C’est moi, Aïna, l’unique héritière de l’empire féerique. Du moins, c’est comme ça que mes courtisans me décrivent. Je me lève avec autant de grâce que possible, faisant jouer sous ma peau mes muscles puissants et fins. D’un battement, je décolle, et, dans un dernier éclat éblouissant d’ailes, je rejoins le palais que l'on voit briller dans la forêt.

Je me pose devant la porte du palais, mes cheveux à peine ébouriffés par mon petit voyage. D’un pas léger, je me dirige vers l'entrée et, d’un mouvement de la tête qui fait cascader mes cheveux soyeux, je salue les gardes. Respectueux, ils s’inclinent profondément et murmurent d’une même voix :

“-Bienvenue votre Altesse.”

J’éclate de rire.

“-Voyons, je vous ai déjà demandé de m’appeler simplement Aïna !”

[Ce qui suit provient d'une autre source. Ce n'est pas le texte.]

Issue #1621, opened 2021-08-05
Create View for /listings endpoint


seanmalbert:
From discussion in #1563 , we want to create a way to specify a "view" as a parameter to the GET listings endpoint (e.g. `\listings?page=2&limit=10&view=simpleListings`). This view should return the bare minimum needed for the main listings page, which uses the ListingsList component. These fields are:

- id
- name
- urlSlug
- showWaitList
- reservedCommunityType
  - name
-  applicationDueDate
- applicationDueTime
- applicationOpenDate
- buildingAddress
  - city
  - state
  - street
  - zipCode
 - unitsSummarized.byUnitTypeAndRent
   - unitType
   - minimumIncome
   - rent  

I'm thinking that the listings service can have map of views, with each view being a function that takes a query builder like:
```
{
  simple: (qb) => {
    qb.select([
      "listings.id",
      "listings.name",
      [...]
    ])

    // leftJoins
  },
}
```

There are likely DTOs that need updating, because they probably require fields that won't be returned from this query.

Since we will only need byUnitTypeAndRent from unitsSummarized, the call for summarizedUnitsByTypeAndRent should be abstracted from transformUnits so we don't have to calculate all of it.

avaleske:
This is essentially what I was picturing, yeah!

How often do you think a view might be a superset of another view? For example, the listing page will be a superset of the view used for the listings list, right? In that case, we could have something like
```
  listingView = {
    listView: (qb) => {
      qb.select([
        "listings.id",
        "listings.name",
        [...]
      ])
  
      // leftJoins
    },
    pageView: (qb) => {
      listingViews.listView(qb)
        .select([
          "listing.extraField",
        ])
        ... // joins and such
    },
  }
```
right? I'm not sure if that would override the original `select()` or add to it though.

Another way I had been considering (and I don't know if this is better) would be:
Instead of taking a querybuilder, the map could return an object shaped like
```
queryComponents = {
  selects: ["listings.id", "listings.name", ...],
  leftJoins: ["property", ...]
}
```
and then the querybuilder just uses it like `qb.select(queryComponents.selects).leftJoin(queryComponents.leftJoins)...`

In that world, the "inheritance" would be something like
```
  listView: { selects: ["listings.id", "listings.name"] ... },
  pageView: { selects: [...listView.selects, "listings.extraField"], ...},
```
[...]

PR #1626, opened 2021-08-09
1621/Listing Views

seanmalbert:
# Pull Request Template

## Issue
#1621 

Addresses # (issue)

## Description

This adds a concept of "views" discussed within the issue.

Things to consider while reviewing:
- You can see that DetailView isn't used here. Specifying that many fields is tedious so I created FullView, which uses leftJoinAndSelect. I decided to keep DetailView in place, at least for this, so you can see how the configs extend each other.
- I also thought about how the configs extend each other. Instead of doing it by merging the fields, we could do it in `getView`, by calling super.getView(), which would add the extended views selects and joins to `qb`. Then we would add on other "view" configs. This may be a better approach
- Between the leftJoin and leftJoinAndSelect definitions, you can see they're handled differently and I think we should choose one for consistency. 
- I thought about having the views themselves create the query builder, instead of passing it in, but that made it much more difficult to test, and the services already have the repository injected, so it's easy to pass in.
- I didn't create a view factory here to generate the views, since we don't have many use cases at the moment, but that is something we could do, as @avaleske suggested in the issue

Both public and partners should work as before, but the list view should be considerably smaller.


abbiefarr:
@seanmalbert thanks for putting this together!

I'm running into a problem in #1670, where the left joins I add overwhelm the service and cause the site functionality to seriously degrade. If I remove a few other left joins it works just fine, so I think we're just pushing the limit of the query.

I think the views drafted here would unblock the units summary progress. Is there an expected timeline for the remainder of this work?

seanmalbert:
> @seanmalbert thanks for putting this together!
> 
> I'm running into a problem in #1670, where the left joins I add overwhelm the service and cause the site functionality to seriously degrade. If I remove a few other left joins it works just fine, so I think we're just pushing the limit of the query.
> 
> I think the views drafted here would unblock the units summary progress. Is there an expected timeline for the remainder of this work?

Hi @abbiefarr ,
Thanks for checking in on this, I haven't had time to get back to it. I think the remainder of this piece is to make sure the extension model works well by creating a view for getFullyJoinedQueryBuilder, which I can get to today. If your team can plan on reviewing this tomorrow to make sure it meets your needs as well, we should be able to get this in this week. Does that work for you?

abbiefarr:
> If your team can plan on reviewing this tomorrow to make sure it meets your needs as well, we should be able to get this in this week. Does that work for you?

Sounds great! @avaleske is out of office this week, so feel free to add me and @willrlin as reviewers.

seanmalbert:
@abbiefarr and @willrlin , this is ready for you to look at. I updated the PR description so please have a look there. For some reason I was only able to assign Abbie to this PR and Will didn't show up as an option 🤷

backend/core/src/listings/listings.service.ts
```diff
@@ -77,19 +54,24 @@ export class ListingsService {
       // join on the listings we want to show.
       innerFilteredQuery.offset(offset).limit(params.limit as number)
     }
-
-    let listings = await this.getFullyJoinedQueryBuilder()
+    const view = new BaseView(this.listingRepository.createQueryBuilder("listings"))
+    // let listings = await view
```
emilyjablonski, line 58: Leftover comment

backend/core/src/listings/listings.service.ts
```diff
@@ -173,7 +155,8 @@ export class ListingsService {
   }
 
   async findOne(listingId: string) {
-    const result = await this.getFullyJoinedQueryBuilder()
+    const view = new FullView(this.listingRepository.createQueryBuilder("listings")).getView()
+    const result = await view
       .where("listings.id = :id", { id: listingId })
       .orderBy({
         "preferences.ordinal": "ASC",
```
emilyjablonski, line 162: Ordering by preferences here feels weird?

backend/core/src/listings/views/config.ts
```diff
@@ -0,0 +1,180 @@
+import { Views } from "./types"
+
+function getBaseAddressSelect(schemas: string[]): string[] {
+  const fields = ["city", "state", "street", "zipCode", "latitude", "longitude"]
```
emilyjablonski, line 4: We also have `street2` just want to me sure this was a cognizant omission

backend/core/src/listings/views/index.spec.ts
```diff
@@ -0,0 +1,84 @@
...
+    it("should call getView qb select and leftJoin", () => {
+      const view = new BaseView(mockListingsRepo.createQueryBuilder())
+
+      view.getView()
+
+      expect(mockQueryBuilder.select).toHaveBeenCalledTimes(1)
+      expect(mockQueryBuilder.leftJoin).toHaveBeenCalledTimes(6)
+    })
+
+    it("should cal getView qb leftJoinAndSelect", () => {
```
emilyjablonski, line 65: `call`

abbiefarr:
Looks good from Detroit's perspective, thanks!

willrlin:
I haven't been following the View discussion too deeply, so I trust @abbiefarr's review.

seanmalbert:
@abbiefarr ,
Heads up, I realized I didn't include a way to pass the view as a query parameter, so I updated this so that ?view=<view> can get passed in for both the listing list and by id endpoints. I'm just making sure the pipeline passes and I'll merge in.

Sans attendre leur réponse, je pénètre dans le château. Ce dernier est, contrairement à ce que l’on pourrait penser d’un palais impérial, modeste, à l’image de ses occupants. Les fées et les fés sont des êtres surpuissants, les seuls qui sont capables de créer et de manipuler une grande quantité de magie. Ils sont extrêmement légers, possédant des muscles très peu denses et, à la manière des oiseaux, des os creux. Leurs ailes reproduisent généralement les formes et motifs de celles de différents insectes, les rendant tous et toutes très différents les uns des autres. Leurs cheveux, eux, contrairement à leur ailes, ne sont que peu colorés : ils sont le plus souvent extraordinairement clairs, parfois blancs. Ils les portent longs, et ils rassemblent leurs boucles épaisses en de magnifiques coiffures élaborées. Certains possèdent des mèches de couleurs qui reflètent leur puissance : plus il y a de couleurs différentes, plus leurs pouvoirs sont grands. Une de leur légende raconte que plus une âme est pure, plus les cheveux de son porteur seront clairs. Leur tradition veut qu'à chaque nouvelle décennie vécue par une fée, celle-ci doit placer un anneau sur son oreille droite. Ils vivent à l’est du monde de Zolm, dans le gigantesque empire de Ganélia, dont la capitale est la belle Ganéée aux milles couleurs. Car, si les fées en elles-mêmes ne sont pas très colorées si l’on excepte leurs ailes et leurs yeux, leurs habitations, elles, semblent cumuler toutes les teintes du monde. 

Je me rends dans la salle du trône, où j’ai été appelée.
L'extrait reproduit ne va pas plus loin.